But then they download the models from huggingface. I don’t understand how these are smaller? Or do they modify them locally?

2 comments

https://github.com/mit-han-lab/TinyChatEngine

Turns out the original source is actually somewhat informative. Including telling you how much hardware do you need. This blog post looks like your typical note you leave for yourself to annotate a bit of your shell history.

I wish that all these repos were more clear about the hardware requirements. Seeing that it runs on a 8 GB Raspberry, probably with abysmal performance, I'd say that it will run on my 32 GB Intel laptop on the CPU. Will it run on its Nvidia card? I remember that the rule of thumb was one GB of GPU RAM per G parameters, so I'd say that it won't run. However this has 4 bit quantization so it could have lower requirements.

Of course the main problem is that I don't know enough about the subject to reason on it on my own.

Roughly speaking I believe it's the number of parameters times the size of the parameters. So in the 4 bit case it's half a gigabyte per billion parameters.

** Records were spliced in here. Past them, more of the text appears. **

PR #735, opened 2026-09-09
Html to exe

TKTK123456:
Adds support for converting html to exe, used AI for getting the file that it is ran with and for the general method of execution. I looked through the code and edited things so that it would work how I wanted it to.


neko782 (approved):

neko782:
can i have some sources for the binary before merging?

neko782:
@TKTK123456

TKTK123456:
When I get home I will try

TKTK123456:
[stub.zip](https://github.com/user-attachments/files/32205349/stub.zip)
This was the code used to generate it

TKTK123456:
@neko782

neko782:
ill rebuild it from source just in case and then merge

neko782:
does it run on native windows? 

edit: ill test it myself

neko782 (changes requested):
takes like 15 seconds before it loads, opens a spurious cmd and doesnt close (except from the cmd?..)

PR #738, opened 2026-09-10
Fix example handler typo

BunnyNabbit:
The example handler contained a typo where one instance of `Category` was spelt out as `CATEGORY`, which points to an unused identifier. This change fixes that typo, so pasting it in a new file won't result in issues related to that.


neko782:
good one

PR #741, opened 2026-09-11
refactor like, everything

neko782:
the one million line patch. the one and only. the ultimate pull request. which also breaks all your branches

KINDLY REQUESTING to not start any big work before this is merged (for your and my sanity). if anyone was doing a big ahh pull request privately, nows the time to either make it (which i will pull) or notify me here to hold off while you are still making it. if its like, one file of additions, you arent affected


neko782:
everyone, start big new work IMMEDIATELY. i need pull requests to merge

PR #2080, opened 2022-11-04
Develop

dolnaro:
- [DEMO LINK](https://dolnaro.github.io/layout_stars/)
- [TEST REPORT LINK](https://dolnaro.github.io/layout_stars/report/html_report/)


src/style.css
```diff
@@ -0,0 +1,26 @@
+body {
+  margin: 0;
+}
+
+.stars {
+  display: flex;
+}
+
+/* #region stars__star */
```
naziamoff, line 9: make sure to remove all the unnecessary comments before commiting

dolnaro: > 

```suggestion
/* #region stars__star */
```
So shouldn't I use this to wrap the CSS selector ever?

PR #2083, opened 2022-11-04
Develop

HiDmytro:
- [DEMO LINK](https://HiDmytro.github.io/layout_stars/)
- [TEST REPORT LINK](https://HiDmytro.github.io/layout_stars/report/html_report/)

### DIFF
--- a/src/style.css
+++ b/src/style.css
@@ -4,13 +4,11 @@ body {
 
 .stars {
   display: flex;
-  justify-content: space-between;
-  align-items: center;
-  width: 96px;
 }
 
 .stars__star {
   background: url(./images/star.svg)2px 2px no-repeat;
+  margin-right: 4px;
   height: 16px;
   width: 16px;
 }


src/style.css
```diff
@@ -0,0 +1,22 @@
+body {
+  margin: 0;
+}
+
+.stars {
+  display: flex;
+}
+
+.stars__star {
+  background: url(./images/star.svg)2px 2px no-repeat;
```
ivanchuk-yurii, line 10:
```suggestion
  background: url(./images/star.svg) 2px 2px no-repeat;
```

src/style.css
```diff
@@ -0,0 +1,22 @@
+body {
+  margin: 0;
+}
+
+.stars {
```
ivanchuk-yurii, line 5: it's better to move all `starts` styles into separate file

ivanchuk-yurii (approved):

PR #2087, opened 2022-11-04
Edited

Paryax:
- [DEMO LINK](https://Paryax.github.io/layout_stars/)
- [TEST REPORT LINK](https://Paryax.github.io/layout_stars/report/html_report/)

### DIFF
--- a/src/style.css
+++ b/src/style.css
@@ -9,7 +9,7 @@ body {
 .stars__star {
   width: 16px;
   height: 16px;
-  background-image: url(images/star.svg);
+  background-image: url(images/star-active.svg);
   background-repeat: no-repeat;
   background-position: center;
 
@@ -26,5 +26,5 @@ body {
 .stars--3 :nth-child(n + 4),
 .stars--4 :nth-child(n + 5),
 .stars--5 :nth-child(n + 6) {
-  background-image: url(images/star-active.svg);
+  background-image: url(images/star.svg);
 }
--- a/src/style.css
+++ b/src/style.css
@@ -1,0 +1,30 @@
+body {
+  margin: 0;
+}
+
+.stars {
+  display: flex;
+}
+
+.stars__star {
+  width: 16px;
+  height: 16px;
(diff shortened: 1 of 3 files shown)


src/style.css
```diff
@@ -0,0 +1,30 @@
...
+}
+
+.stars {
+  display: flex;
+}
+
+.stars__star {
+  width: 16px;
+  height: 16px;
+  background-image: url(images/star-active.svg);
```
ivan-kadykalo, line 12: Use inactive star here

src/style.css
```diff
@@ -0,0 +1,30 @@
...
+  margin-right: 0;
+}
+
+.stars--0 .stars__star:nth-child(n),
+.stars--1 .stars__star:nth-child(n + 2),
+.stars--2 .stars__star:nth-child(n + 3),
+.stars--3 .stars__star:nth-child(n + 4),
+.stars--4 .stars__star:nth-child(n + 5),
+.stars--5 .stars__star:nth-child(n + 6) {
+  background-image: url(images/star.svg);
```
ivan-kadykalo, line 29: And here use active stare

src/style.css
```diff
@@ -0,0 +1,30 @@
...
+  margin-right: 4px;
+}
+
+.stars__star:last-child {
+  margin-right: 0;
+}
+
+.stars--0 .stars__star:nth-child(n),
+.stars--1 .stars__star:nth-child(n + 2),
+.stars--2 .stars__star:nth-child(n + 3),
```
ivan-kadykalo, line 25: We can write it shorter
```suggestion
.stars--2 :nth-child(n + 3),
```

ivan-kadykalo (changes requested):
Demo links are not active. Delete <> braces from the link

src/style.css
Paryax: If this is done, then the asterisks will be located differently than in the task condition

ivan-kadykalo (approved):
🚀

PR #2116, opened 2022-11-08
layout stars

NikolaienkoN:
NikolaienkoN.github.io/layout_stars/
NikolaienkoN.github.io/layout_stars/report/html_report/

### DIFF
--- a/src/style.css
+++ b/src/style.css
@@ -1,0 +1,27 @@
+body {
+  margin: 0;
+}
+
+.stars {
+  display: flex;
+  flex-direction: row;
+  justify-content: start;
+}
+
+.stars__star {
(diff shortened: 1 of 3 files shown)


src/style.css
```diff
@@ -0,0 +1,27 @@
...
+  flex-direction: row;
+  justify-content: start;
+}
+
+.stars__star {
+  background-image: url(./images/star.svg);
+  background-repeat: no-repeat;
+  width: 16px;
+  height: 16px;
+  background-position: center;
```
ivanchuk-yurii, line 16: it's better to combine all into `background` property

ivanchuk-yurii (approved):

PR #2126, opened 2022-11-10
work done

Justfun1517:
https://Justfun1517.github.io/layout_stars/
https://Justfun1517.github.io/layout_stars/report/html_report/


liliia-livandovskaya (approved):
Great job! 🔥

PR #2130, opened 2022-11-13
added blocks of stars

IamLoren:
https://iamloren.github.io/layout_stars/
https://iamloren.github.io/layout_stars/report/html_report/


src/style.css
```diff
@@ -0,0 +1,59 @@
...
+  background-image: url(./images/star.svg);
+}
+
+.stars--2 .stars__star:nth-of-type(-n+2) {
+  background-image: url(./images/star-active.svg);
+}
+
+.stars--2 .stars__star:not(:nth-of-type(-n+2)) {
+  background-image: url(./images/star.svg);
+}
```
Bohdan-Maksymiuk, line 39: try to set active star by default and change where you need on not-active by combining selectors

Bohdan-Maksymiuk (changes requested):
Screenshot 2022-11-15 at 09 24 08

Good job, try to fix comments

src/style.css
IamLoren: wow! It was unexpected decision for me, but it works ) Thank you )

Virass (approved):
Good job 👍

PR #2148, opened 2022-11-17
Develop

Siriuse911:
- [DEMO LINK](https://siriuse911.github.io/layout_stars/)
- [TEST REPORT LINK](https://siriuse911.github.io/layout_stars/report/html_report/)


src/style.css
```diff
@@ -0,0 +1,31 @@
...
+  background-repeat: no-repeat;
+  background-position: center;
+  
+}
+
+.stars__star:not(:first-child) {
+  margin-left: 4px;
+}
+
+.stars__gold {
```
polosanya, line 27: Interesting solution 👍
But in this task we learn how to you use pseudo-classes in CSS, so please try to redo it using them.
It would be useful for you
https://developer.mozilla.org/en-US/docs/Web/CSS/Pseudo-classes#tree-structural_pseudo-classes

polosanya (changes requested):
Well done! Please check my comment

nazarmatsevych (approved):

PR #2180, opened 2022-11-27
Block stars

Andrey-Bikir:


src/style.css
```diff
@@ -0,0 +1,31 @@
+body {
+  margin: 0;
+  padding: 0;
```
ivanchuk-yurii, line 3:
```suggestion
```

src/style.css
```diff
@@ -0,0 +1,31 @@
...
+  display: flex;
+  list-style: none;
+  margin: 0;
+  padding: 0;
+}
+
+.stars__star {
+  background-image: url("images/star.svg");
+  background-repeat: no-repeat;
+  background-position: center;
```
ivanchuk-yurii, line 16: combine in `background` property

ivanchuk-yurii (changes requested):

qoa11a (approved):

PR #2186, opened 2022-11-29
first pull stars layout

Spec0s:
https://spec0s.github.io/layout_stars/
https://spec0s.github.io/layout_stars/report/html_report/


src/style.css
```diff
@@ -0,0 +1,41 @@
...
+  background-image: url(./images/star.svg);
+}
+
+.stars--3 > .stars__star:nth-child(n+4) {
+  background-image: url(./images/star.svg);
+}
+
+.stars--4 > .stars__star:nth-child(n+5) {
+  background-image: url(./images/star.svg);
+}
```
amitpatiljc, line 41: You can group these. and no need to combine
```suggestion
.stars--1 :nth-child(1),
.stars--2 :nth-child(-n+2),
.stars--3 :nth-child(-n+3),
.stars--4 :nth-child(-n+4),
.stars--5 :nth-child(-n+5), {
  background-image: url(./images/star.svg);
}
```

amitpatiljc (changes requested):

From a performance point of view (quantized) integer parameters are going to run better on CPUs than floating point parameters.

Your assessment is exactly correct -- the blog post is my note-to-self about getting the repo to work. My "added value" in the post is a Dockerfile for ease of installation.
They have postprocessed the models specifically for size and latency. They published several papers on this.

Their optimized models are not downloaded from HF, but from dropbox. I have no idea why.